Materials provided -
PR #57, opened 2020-10-15
Add mcounteren.rs, cycle[h].rs, instret[h].rs, and update mod.rs

dkhayes117:
I'm not sure the set_clear_csr!() macros are correct in mcounteren.rs.  I get a build error that says `cannot find function `_clear` in this scope`


src/register/mcounteren.rs
```diff
@@ -0,0 +1,471 @@
...
+
+
+    read_csr_as!(Mcounteren, 0x306, __read_mcounteren);
+    write_csr!(0x306, __write_mcounteren);
+    set!(0x306, __set_mcounteren);
+    clear!(0x306, __clear_mcounteren);
+
+    set_clear_csr!(
+    /// User cycle Enable
+    , set_cy, clear_cy, 1 << 0);
```
dkhayes117, line 345: Ah, I think all of these should be set_mcounteren and clear_mcounteren

Disasm (changes requested):
In order to make this work, you will have to add a few assembly functions, namely `__read_mcounteren`, `__write_mcounteren`, `__set_mcounteren`, `__clear_mcounteren`. You can do this in `asm.S` with a single `RW(0x306, mcounteren)` line. Then you need to rebuild precompiled binaries with `assemble.sh`/`assemble.ps1` and commit the updated binaries.
Same goes for `cycle` and other CSRs you added. However, for them you can use `RO`/`RO32` macros.

src/register/cycle.rs
```diff
@@ -0,0 +1,6 @@
+//! cycle register
+//! Shadow of mcycle register that can be read in user mode
```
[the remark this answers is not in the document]
dkhayes117: I see, it should be pretty easy to add a scounteren.rs file and update comments to reflect this.

src/register/mcounteren.rs
```diff
@@ -0,0 +1,471 @@
...
+
+
+        /// User "hpm3" Enable
+        #[inline]
+        pub fn hpm3(&self) -> State {
+            match self.bits.get_bit(3) {
+                true => State::Enabled,
+                false => State::Disabled,
+            }
+        }
```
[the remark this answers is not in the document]
dkhayes117: That makes sense, and it makes the code less verbose.  index will need to be checked to make sure it is between 3 and 31.

src/register/mod.rs
```diff
@@ -14,87 +14,105 @@
...
 pub mod minstreth;
 
+
 // Machine Counter Setup
 mod mhpmeventx;
+
+
+
+
 pub use self::mhpmeventx::*;
```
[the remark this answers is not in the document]
dkhayes117: ran reformat command to clean this up I believe

dkhayes117:
> In order to make this work, you will have to add a few assembly functions, namely `__read_mcounteren`, `__write_mcounteren`, `__set_mcounteren`, `__clear_mcounteren`. You can do this in `asm.S` with a single `RW(0x306, mcounteren)` line. Then you need to rebuild precompiled binaries with `assemble.sh`/`assemble.ps1` and commit the updated binaries.
> Same goes for `cycle` and other CSRs you added. However, for them you can use `RO`/`RO32` macros.

I looked at the asm.S file and the `RW(0x306, mcounteren)` is already in there, along with the cycle, instret.... ones too.  The (3rd) commit I just made builds without errors

src/register/mcounteren.rs
```diff
@@ -0,0 +1,494 @@
...
+
+set_clear_csr!(
+/// User instret Enable
+, set_ir, clear_ir, 1 << 2);
+
+/*
+    set_clear_csr!(
+    /// User hpmcounter3 Enable
+    , set_hpm3, clear_hpm3, 1 << 3);
+
```
Disasm, line 379: Do you care to implement `set_hpm`/`clear_hpm` functions too?

src/register/mcounteren.rs
```diff
@@ -0,0 +1,494 @@
...
+    pub fn ir(&self) -> State {
+        match self.bits.get_bit(2) {
+            true => State::Enabled,
+            false => State::Disabled,
+        }
+    }
+
+    /// User "hpm[x]" Enable (bits 3-31)
+    #[inline]
+    pub fn hpm(&self, index: Index) -> State {
```
Disasm, line 86: I'm not sure you need this `Index` enum here as it's quite trivial. It can be replaced with usize and `assert!` bounds check.

src/register/cycle.rs
```diff
@@ -0,0 +1,7 @@
+//! cycle register
+//! Shadow of mcycle register
+//! must have mcounteren::cy bit enabled for use in supervisor mode (if implemented)
+//! if supervisor mode is not implemented this register will control user mode access
```
Disasm, line 4:
```suggestion
//! Must have `scounteren::cy` or `mcounteren::cy` bit enabled depending on whether
//! S-mode is implemented or not.
```
Maybe something like this?

Disasm (changes requested):
Sorry for the delay. A few notes:
* Lots of commented code, this should be removed before merge.
* Formatting check is still failing. Please run `cargo fmt`.

dkhayes117:
The set and clear functions in mcounteren.rs and scounteren.rs need to be looked at.  I don't understand the macro.rs file enough to know if they are correct.

src/register/mod.rs
```diff
@@ -61,13 +65,12 @@ pub mod mimpid;
 pub mod mvendorid;
 
 // Machine Trap Setup
-pub mod medeleg;
-pub mod mideleg;
```
Disasm, line 65: Why you removed these modules?

src/register/mod.rs
```diff
@@ -30,19 +30,23 @@ pub mod utval;
...
 // User Counter/Timers
-// TODO: cycle[h], instret[h]
-pub mod time;
-#[rustfmt::skip] // long macro use
+pub mod cycle;
 mod hpmcounterx;
+pub mod instret;
+pub mod time;
+
 pub use self::hpmcounterx::*;
```
Disasm, line 38:
```suggestion
mod hpmcounterx;
pub use self::hpmcounterx::*;
pub mod instret;
pub mod time;
```

It's strage to separate `mod` and `pub use` for the same module by several lines.

src/register/scounteren.rs
```diff
@@ -0,0 +1,65 @@
...
+/// User time Enable
+    , set_tm, clear_tm, 1 << 1);
+
+set_clear_csr!(
+/// User instret Enable
+    , set_ir, clear_ir, 1 << 2);
+
+#[inline]
+pub unsafe fn set_hpm(index: usize) {
+    assert!(((3..32).contains(&index)));
```
Disasm, line 57:
```suggestion
    assert!(3 <= index && index < 32);
```

src/register/scounteren.rs
```diff
@@ -0,0 +1,65 @@
...
+    _set(1 << index);
+}
+
+#[inline]
+pub unsafe fn clear_hpm(index: usize) {
+    assert!(((3..32).contains(&index)));
```
Disasm, line 63:
```suggestion
    assert!(3 <= index && index < 32);
```

src/register/scounteren.rs
```diff
@@ -0,0 +1,65 @@
...
+    /// User "instret[h]" Enable
+    #[inline]
+    pub fn ir(&self) -> bool {
+        self.bits.get_bit(2)
+    }
+
+    /// User "hpm[x]" Enable (bits 3-31)
+    #[inline]
+    pub fn hpm(&self, index: usize) -> bool {
+        assert!(((3..32).contains(&index)));
```
Disasm, line 33:
```suggestion
        assert!(3 <= index && index < 32);
```

src/register/mcounteren.rs
```diff
@@ -0,0 +1,65 @@
...
+    /// User "instret[h]" Enable
+    #[inline]
+    pub fn ir(&self) -> bool {
+        self.bits.get_bit(2)
+    }
+
+    /// User "hpm[x]" Enable (bits 3-31)
+    #[inline]
+    pub fn hpm(&self, index: usize) -> bool {
+        assert!(((3..32).contains(&index)));
```
Disasm, line 33:
```suggestion
        assert!(3 <= index && index < 32);
```

Disasm (changes requested):

src/register/mod.rs
dkhayes117: I think cargo fmt did that, I don't remember doing that.  Oh well, I fixed it :)

src/register/mod.rs
dkhayes117: I'm not sure how they got removed, my github fork had them there but my local repo had them as still //TODO. FIxed

Disasm:
Thanks! The only issue still left: `Mcounteren::cy()` and other `Mcounteren` method docs say that they enable access for User mode. However, if S-mode is implemented, they enable access to S-mode, not U-mode.

dkhayes117:
Appreciate your help and patience.  I might do another pull request after this one to look into setting the pmp registers without just writing a usize.  Something like enums for the addressing mode and permissions...I think even though the pmpcfg[x] regs are densely packed they are individually mapped.  What do you think?

Disasm (approved):
Thank you for your patience too!
Improving pmpcfg register handling sounds like a great idea!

Exercise instructions -
In the listing, count every line holding the word "code"; answer with the count alone.

The answer -
2